Alex didn’t move, watching her with guarded eyes. “It’s wrong that you’ve gone from being too scared to go after Hayden and Scottie one minute to arming yourself for war the next. I think he got to you. What’d he do?”
“Nothing!” she replied, though she was startled to admit that the words hadn’t come of her own volition.
“You’re lying!” she insisted. “Give me the knife, Claire!”
“No!” she growled, pulling the blade from her pocket and pointing it threateningly in Alex’s direction.
Alex barely bat an eyelash.
Realizing what she was doing, Claire let her arm fall, her shoulders collapsing inward as she cried loudly. “I don’t wanna die, Alex!”
Alex sighed, watching her pitiful friend fall slowly to the floor. “Claire.” The other girl gave no hint she’d heard her. “Claire?” She knelt beside her, embracing her tightly while she soothingly combed through the golden hair with her fingers. “We’re not gonna die. I promise. I won’t let them kill us.”

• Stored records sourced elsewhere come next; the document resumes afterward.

PR #882, opened 2015-11-02
Allow a pluggable strategy for the name of the CSV files that the CsvReporter uses

wimdeblauwe:
This PR extracts the naming of the CSV file from the CSV reporter itself. This allows users to come up with their own naming strategy. 
Using this code as a base, I have implemented a naming strategy that uses the current date to generate a file per day and allows to keep x days of files. If interested I can also contribute this in a separate pull request.

NOTE: Something went wrong when I tried to [fix my username](https://help.github.com/articles/changing-author-info/) so I had to delete my fork and create a new fork. So https://github.com/dropwizard/metrics/pull/879 is no longer valid. Sorry about that.

### DIFF
--- a/metrics-core/src/main/java/io/dropwizard/metrics/CsvReporter.java
+++ b/metrics-core/src/main/java/io/dropwizard/metrics/CsvReporter.java
@@ -140,7 +140,7 @@ public class CsvReporter extends ScheduledReporter {
     }
 
     private static final Logger LOGGER = LoggerFactory.getLogger(CsvReporter.class);
-    private static final Charset UTF_8 = Charset.forName( "UTF-8" );
+    private static final Charset UTF_8 = Charset.forName("UTF-8");
 
     private final File directory;
     private final Locale locale;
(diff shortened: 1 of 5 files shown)


metrics-core/src/main/java/io/dropwizard/metrics/CsvReporter.java
```diff
@@ -126,16 +134,18 @@ public CsvReporter build(File directory) {
...
                                    clock,
-                                   filter);
+                                   filter,
+                                   csvFileProvider);
         }
     }
 
     private static final Logger LOGGER = LoggerFactory.getLogger(CsvReporter.class);
-    private static final Charset UTF_8 = Charset.forName("UTF-8");
+    private static final Charset UTF_8 = Charset.forName( "UTF-8" );
```
ryantenney: There are a number of lines like this which haven't changed except for the insertion of some spaces. Could you fix these and make sure that all other method invocations don't contain spaces except after commas?

ryantenney:
Thanks! There's just one issue with formatting, if you can fix that I'll merge this.

wimdeblauwe:
Great! Formatting should be ok now.

ryantenney:
Thanks!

Claire chuckled dryly. “As if you’d have any say in it.”
Alex laughed along with her. “I know. But I mean it. We’re going to get out of this, Claire, alive. Maybe not unscathed, but I think we can stop him.”
“How’re we supposed to do that?”
Alex shrugged, her shoulders feeling heavier now than ever before. “I don’t know. But, according to James, we did it before.”
“Do you remember that first time?” Claire demanded. “’Cuz I definitely don’t.”
The brunette exhaled deeply, wishing she could come up with something comforting to say. Unfortunately, nothing came to mind. “No,” she said, releasing Claire and looking her in the eye. “But we’ll figure it out. We have to.” A thought suddenly struck her, looking into Claire’s face. “What’s the matter with your ey—?”